> **Exercise objective**: Pick each line containing "with" out of the records.

Collected data
>>>
PR #297, opened 2026-07-18
ci: prepare trusted PyPI release workflow

saschagobel:
### Summary

Replaces the build-only release placeholder with a gated workflow for running release preflight checks, building package distributions, and publishing tagged releases to PyPI through Trusted Publishing.

Integration tests run before the build, while publishing remains restricted to version-tag pushes. Manual dispatches can run either the integration suites alone or the full preflight including the package build.

### Changes

- Add manual release preflight dispatch with an optional package build.
- Run annotation, query-generation, and evaluation integration suites as parallel matrix jobs.
- Install each suite's dedicated optional dependency extra.
- Start and clean up the Docker-based Argilla stack only for annotation tests.
- Require release tags to reference commits contained in `main`.
- Require all integration suites to pass before building distributions.
- Verify that the release tag matches the package version.
- Check that the lockfile is current before testing and building.
- Build source and wheel distributions with `uv build`.
- Validate distribution metadata with Twine.
- Transfer distributions between build and publish jobs using workflow artifacts.
- Publish tagged releases through the `pypi` GitHub environment and PyPI Trusted Publishing.
- Limit OIDC token permissions to the publishing job.
- Prevent manually dispatched preflight runs from publishing packages.

### Testing

- Verified the workflow YAML syntax.
- Verified the lockfile with `uv lock --check`.
- Built the source and wheel distributions successfully.
- Validated both distributions with Twine.
- Ran the query-generation integration suite: 3 passed.
- Ran the evaluation integration suite: 3 passed.
- Ran the annotation integration suite against a fresh local stack: 19 passed and 3 failed.
- Confirmed that the existing annotation failures block the downstream build and publishing jobs until resolved.


.github/workflows/release.yml
```diff
@@ -1,37 +1,178 @@
-name: Release (Build Only)
+name: Release
 
 on:
+  workflow_dispatch:
+    inputs:
+      build_package:
+        description: "Run full release preflight including package build"
```
ddimmery, line 7: I think this should be more explicit that it _does not_ release, only a push with `v*` tags actually publishes.

.github/workflows/release.yml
<<<
> **Reply to the task**:
Replaces the build-only release placeholder with a gated workflow for running release preflight checks, building package distributions, and publishing tagged releases to PyPI through Trusted Publishing.
- Add manual release preflight dispatch with an optional package build.
- Build source and wheel distributions with `uv build`.
- Validate distribution metadata with Twine.
- Verified the lockfile with `uv lock --check`.
- Validated both distributions with Twine.
ddimmery, line 7: I think this should be more explicit that it _does not_ release, only a push with `v*` tags actually publishes.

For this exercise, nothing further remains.